> Work instruction
Nothing is needed except the lines below that run from the one with "PR #383, opened 2026-04-16" through the one with "- [x] Morpho-specific", repeated exactly.

> Records for the task
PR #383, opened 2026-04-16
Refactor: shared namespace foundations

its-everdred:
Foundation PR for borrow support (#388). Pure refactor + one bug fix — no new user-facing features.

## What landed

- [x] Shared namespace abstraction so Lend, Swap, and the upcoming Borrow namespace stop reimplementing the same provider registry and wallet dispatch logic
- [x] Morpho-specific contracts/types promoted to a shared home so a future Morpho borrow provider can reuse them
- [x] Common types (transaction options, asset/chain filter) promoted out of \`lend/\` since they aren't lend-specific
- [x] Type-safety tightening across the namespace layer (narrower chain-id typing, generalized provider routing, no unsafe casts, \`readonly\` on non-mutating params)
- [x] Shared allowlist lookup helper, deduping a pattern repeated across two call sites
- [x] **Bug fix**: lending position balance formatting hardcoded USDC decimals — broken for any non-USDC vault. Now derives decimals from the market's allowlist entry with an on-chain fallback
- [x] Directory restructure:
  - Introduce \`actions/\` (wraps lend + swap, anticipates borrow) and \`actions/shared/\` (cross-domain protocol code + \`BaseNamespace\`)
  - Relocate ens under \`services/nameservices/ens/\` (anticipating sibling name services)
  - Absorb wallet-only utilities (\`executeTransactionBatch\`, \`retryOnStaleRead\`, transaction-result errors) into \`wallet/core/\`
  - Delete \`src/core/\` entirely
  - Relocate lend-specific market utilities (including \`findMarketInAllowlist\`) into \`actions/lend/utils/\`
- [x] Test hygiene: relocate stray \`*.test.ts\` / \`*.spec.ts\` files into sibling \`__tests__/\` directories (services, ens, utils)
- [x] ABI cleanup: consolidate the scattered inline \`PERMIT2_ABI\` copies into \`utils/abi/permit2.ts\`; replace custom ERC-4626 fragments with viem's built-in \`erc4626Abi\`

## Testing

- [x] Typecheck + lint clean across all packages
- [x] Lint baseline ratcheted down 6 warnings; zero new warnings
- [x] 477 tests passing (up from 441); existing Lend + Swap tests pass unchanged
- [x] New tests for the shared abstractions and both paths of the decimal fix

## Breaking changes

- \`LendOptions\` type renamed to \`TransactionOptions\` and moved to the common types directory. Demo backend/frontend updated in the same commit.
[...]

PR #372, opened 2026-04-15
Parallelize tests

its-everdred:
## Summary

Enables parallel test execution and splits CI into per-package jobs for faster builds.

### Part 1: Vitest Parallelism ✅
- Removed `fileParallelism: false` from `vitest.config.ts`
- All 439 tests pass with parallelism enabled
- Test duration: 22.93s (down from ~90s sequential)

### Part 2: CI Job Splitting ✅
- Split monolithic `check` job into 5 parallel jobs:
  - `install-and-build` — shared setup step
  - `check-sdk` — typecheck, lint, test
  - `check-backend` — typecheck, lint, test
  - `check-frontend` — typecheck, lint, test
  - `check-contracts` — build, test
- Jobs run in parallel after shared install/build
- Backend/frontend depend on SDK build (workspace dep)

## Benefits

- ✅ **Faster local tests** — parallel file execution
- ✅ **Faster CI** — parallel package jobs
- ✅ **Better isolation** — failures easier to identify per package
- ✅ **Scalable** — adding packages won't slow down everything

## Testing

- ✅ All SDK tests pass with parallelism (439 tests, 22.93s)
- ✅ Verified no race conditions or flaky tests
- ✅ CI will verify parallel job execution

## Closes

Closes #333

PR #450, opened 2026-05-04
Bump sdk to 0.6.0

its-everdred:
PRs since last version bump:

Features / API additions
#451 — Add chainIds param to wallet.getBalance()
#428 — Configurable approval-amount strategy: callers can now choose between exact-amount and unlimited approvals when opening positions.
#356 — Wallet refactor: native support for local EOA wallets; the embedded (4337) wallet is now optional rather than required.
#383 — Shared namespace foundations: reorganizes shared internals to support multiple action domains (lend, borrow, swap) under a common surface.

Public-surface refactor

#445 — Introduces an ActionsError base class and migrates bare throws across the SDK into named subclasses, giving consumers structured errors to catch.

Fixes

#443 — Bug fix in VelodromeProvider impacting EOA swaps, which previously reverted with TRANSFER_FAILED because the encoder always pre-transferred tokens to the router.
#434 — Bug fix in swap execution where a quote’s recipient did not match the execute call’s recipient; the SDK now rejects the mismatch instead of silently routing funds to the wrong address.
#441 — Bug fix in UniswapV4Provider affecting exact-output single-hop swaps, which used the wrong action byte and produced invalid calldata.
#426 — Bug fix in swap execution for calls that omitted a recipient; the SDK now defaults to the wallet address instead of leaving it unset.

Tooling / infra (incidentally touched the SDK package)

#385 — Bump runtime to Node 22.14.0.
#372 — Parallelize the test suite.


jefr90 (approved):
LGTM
==
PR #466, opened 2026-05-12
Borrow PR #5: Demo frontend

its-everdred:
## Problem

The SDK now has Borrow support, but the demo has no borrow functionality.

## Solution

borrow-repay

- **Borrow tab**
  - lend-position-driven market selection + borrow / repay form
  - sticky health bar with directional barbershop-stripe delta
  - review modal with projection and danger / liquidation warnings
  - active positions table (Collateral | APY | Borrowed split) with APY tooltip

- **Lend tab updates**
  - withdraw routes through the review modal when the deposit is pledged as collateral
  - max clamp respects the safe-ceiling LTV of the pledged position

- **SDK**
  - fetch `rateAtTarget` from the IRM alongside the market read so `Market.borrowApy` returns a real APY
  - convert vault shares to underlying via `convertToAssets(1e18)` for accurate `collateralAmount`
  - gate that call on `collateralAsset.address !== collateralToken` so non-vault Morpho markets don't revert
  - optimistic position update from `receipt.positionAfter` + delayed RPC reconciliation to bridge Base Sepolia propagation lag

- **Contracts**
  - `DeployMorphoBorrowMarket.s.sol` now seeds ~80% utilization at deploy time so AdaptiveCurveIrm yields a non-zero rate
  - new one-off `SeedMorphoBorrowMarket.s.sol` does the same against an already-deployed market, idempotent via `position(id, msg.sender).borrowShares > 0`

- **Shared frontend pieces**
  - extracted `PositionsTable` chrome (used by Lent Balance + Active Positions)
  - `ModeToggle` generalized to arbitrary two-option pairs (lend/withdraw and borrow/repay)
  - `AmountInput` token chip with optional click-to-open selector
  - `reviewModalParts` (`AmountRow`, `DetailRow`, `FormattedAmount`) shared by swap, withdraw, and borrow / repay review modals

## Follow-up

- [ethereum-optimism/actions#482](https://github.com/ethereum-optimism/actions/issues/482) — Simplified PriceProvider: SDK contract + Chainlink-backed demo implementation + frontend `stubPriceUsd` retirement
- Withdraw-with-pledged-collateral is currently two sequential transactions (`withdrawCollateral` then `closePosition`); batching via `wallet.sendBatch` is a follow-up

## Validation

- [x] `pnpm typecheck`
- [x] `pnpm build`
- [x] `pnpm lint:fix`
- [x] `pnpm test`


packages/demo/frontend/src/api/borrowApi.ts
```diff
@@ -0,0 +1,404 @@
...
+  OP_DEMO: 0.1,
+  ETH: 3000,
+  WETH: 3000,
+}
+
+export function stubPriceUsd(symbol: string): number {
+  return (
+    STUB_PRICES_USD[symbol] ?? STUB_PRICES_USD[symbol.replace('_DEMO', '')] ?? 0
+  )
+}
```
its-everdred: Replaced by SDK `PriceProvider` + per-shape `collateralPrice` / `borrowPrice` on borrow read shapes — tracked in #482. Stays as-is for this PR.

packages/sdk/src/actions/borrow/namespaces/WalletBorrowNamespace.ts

> Task output
PR #383, opened 2026-04-16
Refactor: shared namespace foundations

its-everdred:
Foundation PR for borrow support (#388). Pure refactor + one bug fix — no new user-facing features.

## What landed

- [x] Shared namespace abstraction so Lend, Swap, and the upcoming Borrow namespace stop reimplementing the same provider registry and wallet dispatch logic
- [x] Morpho-specific contracts/types promoted to a shared home so a future Morpho borrow provider can reuse them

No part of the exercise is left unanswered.